> _Your objective_:
Please take the lines from the one holding "PR #309, opened 2022-05-09" through the one holding "Merged as part of #357" in the data below and copy them exactly.

=======

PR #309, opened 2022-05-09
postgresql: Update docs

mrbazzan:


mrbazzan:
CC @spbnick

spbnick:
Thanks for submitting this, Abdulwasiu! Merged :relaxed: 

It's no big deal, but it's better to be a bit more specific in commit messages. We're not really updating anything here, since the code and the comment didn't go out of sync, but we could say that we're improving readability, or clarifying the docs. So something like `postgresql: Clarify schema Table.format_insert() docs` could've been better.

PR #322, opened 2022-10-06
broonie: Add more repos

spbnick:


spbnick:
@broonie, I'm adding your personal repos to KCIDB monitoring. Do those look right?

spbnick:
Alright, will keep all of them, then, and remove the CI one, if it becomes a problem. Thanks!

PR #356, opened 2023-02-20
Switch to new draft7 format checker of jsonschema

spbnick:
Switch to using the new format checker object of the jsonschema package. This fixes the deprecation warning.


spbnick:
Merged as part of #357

=======

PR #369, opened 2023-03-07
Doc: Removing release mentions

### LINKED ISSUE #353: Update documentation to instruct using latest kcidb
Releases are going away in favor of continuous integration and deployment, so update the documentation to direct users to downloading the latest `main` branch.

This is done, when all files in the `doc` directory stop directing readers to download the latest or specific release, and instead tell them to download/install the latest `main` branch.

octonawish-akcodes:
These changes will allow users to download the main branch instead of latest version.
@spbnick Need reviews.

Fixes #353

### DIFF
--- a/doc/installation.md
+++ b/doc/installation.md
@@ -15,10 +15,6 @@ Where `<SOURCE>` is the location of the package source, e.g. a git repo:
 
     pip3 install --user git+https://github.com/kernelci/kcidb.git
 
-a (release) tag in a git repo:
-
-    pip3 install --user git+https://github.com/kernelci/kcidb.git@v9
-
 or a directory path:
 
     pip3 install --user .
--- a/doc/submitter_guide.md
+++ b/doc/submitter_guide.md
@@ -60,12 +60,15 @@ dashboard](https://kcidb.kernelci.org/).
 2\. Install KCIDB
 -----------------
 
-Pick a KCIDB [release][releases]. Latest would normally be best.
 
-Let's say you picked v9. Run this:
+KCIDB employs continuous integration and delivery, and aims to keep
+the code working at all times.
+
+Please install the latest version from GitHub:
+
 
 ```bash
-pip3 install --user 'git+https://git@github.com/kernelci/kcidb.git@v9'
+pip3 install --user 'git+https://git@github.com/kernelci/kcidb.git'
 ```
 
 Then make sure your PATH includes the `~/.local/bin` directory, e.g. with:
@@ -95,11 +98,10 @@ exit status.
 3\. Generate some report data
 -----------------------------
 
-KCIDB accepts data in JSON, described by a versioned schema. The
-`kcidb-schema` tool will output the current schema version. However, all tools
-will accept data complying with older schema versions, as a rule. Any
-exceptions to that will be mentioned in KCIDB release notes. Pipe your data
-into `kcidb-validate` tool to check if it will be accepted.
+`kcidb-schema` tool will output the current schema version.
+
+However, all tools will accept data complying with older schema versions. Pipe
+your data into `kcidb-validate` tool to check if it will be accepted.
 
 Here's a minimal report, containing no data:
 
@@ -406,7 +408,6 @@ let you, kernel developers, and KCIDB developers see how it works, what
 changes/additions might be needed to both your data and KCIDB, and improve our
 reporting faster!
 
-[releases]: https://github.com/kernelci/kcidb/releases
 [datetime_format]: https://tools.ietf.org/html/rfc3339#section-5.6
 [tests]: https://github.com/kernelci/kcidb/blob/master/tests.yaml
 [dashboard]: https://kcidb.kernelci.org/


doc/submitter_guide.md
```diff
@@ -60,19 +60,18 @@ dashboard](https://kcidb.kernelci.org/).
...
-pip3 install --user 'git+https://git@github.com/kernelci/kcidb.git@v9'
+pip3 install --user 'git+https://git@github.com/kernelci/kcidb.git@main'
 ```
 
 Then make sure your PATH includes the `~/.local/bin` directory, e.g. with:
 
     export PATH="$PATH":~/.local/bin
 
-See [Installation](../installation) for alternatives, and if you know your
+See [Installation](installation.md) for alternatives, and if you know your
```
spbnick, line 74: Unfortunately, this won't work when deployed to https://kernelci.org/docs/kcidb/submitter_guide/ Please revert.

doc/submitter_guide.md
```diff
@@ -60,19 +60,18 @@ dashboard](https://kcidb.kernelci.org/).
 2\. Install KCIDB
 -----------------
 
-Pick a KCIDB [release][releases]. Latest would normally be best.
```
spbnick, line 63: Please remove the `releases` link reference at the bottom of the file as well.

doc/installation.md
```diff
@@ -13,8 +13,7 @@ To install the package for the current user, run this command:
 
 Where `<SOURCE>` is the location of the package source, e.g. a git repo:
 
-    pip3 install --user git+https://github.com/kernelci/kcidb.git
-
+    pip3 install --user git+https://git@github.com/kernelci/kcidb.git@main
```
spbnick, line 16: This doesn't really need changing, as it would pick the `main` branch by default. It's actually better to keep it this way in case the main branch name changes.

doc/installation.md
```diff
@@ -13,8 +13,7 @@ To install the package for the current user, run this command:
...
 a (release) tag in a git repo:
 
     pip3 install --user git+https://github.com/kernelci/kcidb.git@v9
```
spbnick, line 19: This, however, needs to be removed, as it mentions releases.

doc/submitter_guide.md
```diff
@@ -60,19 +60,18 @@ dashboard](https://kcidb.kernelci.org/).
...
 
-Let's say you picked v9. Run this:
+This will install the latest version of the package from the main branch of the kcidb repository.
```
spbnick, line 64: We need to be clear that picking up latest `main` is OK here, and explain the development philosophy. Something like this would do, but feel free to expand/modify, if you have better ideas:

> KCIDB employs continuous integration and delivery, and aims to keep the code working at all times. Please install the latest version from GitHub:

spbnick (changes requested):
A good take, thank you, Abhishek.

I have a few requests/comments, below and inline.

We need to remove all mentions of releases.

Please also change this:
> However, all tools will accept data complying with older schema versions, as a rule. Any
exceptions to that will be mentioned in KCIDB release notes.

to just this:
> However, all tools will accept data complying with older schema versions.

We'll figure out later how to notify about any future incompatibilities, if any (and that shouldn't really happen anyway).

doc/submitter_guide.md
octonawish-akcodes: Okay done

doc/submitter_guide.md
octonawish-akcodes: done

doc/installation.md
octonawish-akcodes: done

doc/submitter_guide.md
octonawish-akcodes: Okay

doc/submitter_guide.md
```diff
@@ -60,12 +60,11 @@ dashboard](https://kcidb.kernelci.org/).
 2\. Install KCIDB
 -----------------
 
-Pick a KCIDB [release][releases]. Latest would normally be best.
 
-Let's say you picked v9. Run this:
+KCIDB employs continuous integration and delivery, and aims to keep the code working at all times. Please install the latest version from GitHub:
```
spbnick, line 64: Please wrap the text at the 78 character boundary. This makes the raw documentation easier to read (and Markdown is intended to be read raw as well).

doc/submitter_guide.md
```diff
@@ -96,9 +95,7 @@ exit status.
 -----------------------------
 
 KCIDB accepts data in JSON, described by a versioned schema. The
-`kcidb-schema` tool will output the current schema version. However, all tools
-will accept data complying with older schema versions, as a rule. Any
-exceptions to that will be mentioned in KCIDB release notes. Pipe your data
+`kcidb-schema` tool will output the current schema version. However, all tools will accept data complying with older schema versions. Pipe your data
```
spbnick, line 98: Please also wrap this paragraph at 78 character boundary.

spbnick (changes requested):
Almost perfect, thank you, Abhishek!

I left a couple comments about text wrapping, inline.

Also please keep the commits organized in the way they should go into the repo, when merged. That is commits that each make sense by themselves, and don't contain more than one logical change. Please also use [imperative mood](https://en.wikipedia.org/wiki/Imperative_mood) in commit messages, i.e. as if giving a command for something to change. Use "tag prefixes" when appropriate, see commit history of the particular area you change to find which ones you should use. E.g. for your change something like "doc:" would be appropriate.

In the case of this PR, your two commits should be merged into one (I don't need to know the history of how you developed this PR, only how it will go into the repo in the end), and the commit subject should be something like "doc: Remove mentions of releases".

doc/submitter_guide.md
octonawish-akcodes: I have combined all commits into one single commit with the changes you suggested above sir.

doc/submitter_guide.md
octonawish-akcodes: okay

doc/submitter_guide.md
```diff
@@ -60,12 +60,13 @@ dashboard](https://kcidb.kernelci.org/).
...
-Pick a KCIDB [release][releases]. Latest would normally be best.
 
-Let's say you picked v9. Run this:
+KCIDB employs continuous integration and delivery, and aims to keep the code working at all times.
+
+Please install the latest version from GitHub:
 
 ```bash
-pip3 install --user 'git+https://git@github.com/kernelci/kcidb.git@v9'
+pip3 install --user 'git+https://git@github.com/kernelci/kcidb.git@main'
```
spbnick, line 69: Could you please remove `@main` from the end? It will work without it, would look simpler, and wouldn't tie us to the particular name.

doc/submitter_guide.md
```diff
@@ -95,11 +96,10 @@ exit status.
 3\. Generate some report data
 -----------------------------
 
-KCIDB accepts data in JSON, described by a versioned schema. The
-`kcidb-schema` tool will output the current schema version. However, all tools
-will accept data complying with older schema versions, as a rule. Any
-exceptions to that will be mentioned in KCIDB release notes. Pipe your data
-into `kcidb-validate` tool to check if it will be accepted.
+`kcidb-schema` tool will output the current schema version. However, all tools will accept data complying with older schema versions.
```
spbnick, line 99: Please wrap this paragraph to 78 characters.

=======

> _Result_:
PR #309, opened 2022-05-09
postgresql: Update docs

mrbazzan:


mrbazzan:
CC @spbnick

spbnick:
Thanks for submitting this, Abdulwasiu! Merged :relaxed: 

It's no big deal, but it's better to be a bit more specific in commit messages. We're not really updating anything here, since the code and the comment didn't go out of sync, but we could say that we're improving readability, or clarifying the docs. So something like `postgresql: Clarify schema Table.format_insert() docs` could've been better.

PR #322, opened 2022-10-06
broonie: Add more repos

spbnick:


spbnick:
@broonie, I'm adding your personal repos to KCIDB monitoring. Do those look right?

spbnick:
Alright, will keep all of them, then, and remove the CI one, if it becomes a problem. Thanks!

PR #356, opened 2023-02-20
Switch to new draft7 format checker of jsonschema

spbnick:
Switch to using the new format checker object of the jsonschema package. This fixes the deprecation warning.


spbnick:
Merged as part of #357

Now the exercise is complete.